**THE PROBLEM:**
Your task is to work out how many lines in the data include the word "cases". Reply with the number alone.

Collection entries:
PR #3284, opened 2025-03-24
Fix 'GridItem.generatePicture' for cases of invalid size

bbc131:
This commit fixes errors in `GridItem` that can occur when the widget is not visible or has an invalid size.

I encountered a
`RuntimeWarning: divide by zero encountered in log10`
in `GridItem.generatePixmap` at this line:
```
d = 10. ** np.floor(np.log10(np.abs(dist/nlTarget)) + 0.5)
```
However, I cannot reproduce this issue. But if the bounding rect is null (`boundingRect()` returns `QtCore.QRectF()`), `dist` becomes zero, triggering the warning.

While trying to reproduce this issue, I encountered another error:
`AttributeError: 'NoneType' object has no attribute 'determinant'`.
This can be reproduced by adding:
```
grid = pg.GridItem()
p1.addItem(grid)
```
to `examples/InfiniteLabel.py` at line 20. Running the example and resizing the window to its minimal possible size will trigger the error.

Both issues occur when the widget is not in a state where it can be safely painted.
This fix prevents drawing in such cases.

### DIFF
--- a/pyqtgraph/graphicsItems/GridItem.py
+++ b/pyqtgraph/graphicsItems/GridItem.py
@@ -97,14 +97,20 @@ class GridItem(UIGraphicsItem):
         if self.picture is None:
             #print "no pic, draw.."
             self.generatePicture()
-        p.drawPicture(QtCore.QPointF(0, 0), self.picture)
+        if self.picture is not None:
+            p.drawPicture(QtCore.QPointF(0, 0), self.picture)
         #p.setPen(QtGui.QPen(QtGui.QColor(255,0,0)))
         #p.drawLine(0, -100, 0, 100)
         #p.drawLine(-100, 0, 100, 0)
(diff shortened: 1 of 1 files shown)


j9ac9k:
Hey @bbc131 

Thanks for the PR; I have no issue with the diff; but I'm side-eyeing returning `None` from `.deviceTransform()`.  I'm going back and forth on whether it would be better to return the device transform even if it is singular instead of making `.deviceTransform` return an optional.

bbc131:
I'm not sure which approach would be better...

Always returning a `QTransform` seems like the right choice and is more consistent with Qt classes. However, it could also be more error-prone, if you're not familiar with these details. It's obvious that `None` shouldn't be used for anything. But it might be less clear that you need to check the `QTransform` object before inverting it.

**SOLVED PROBLEM:**
2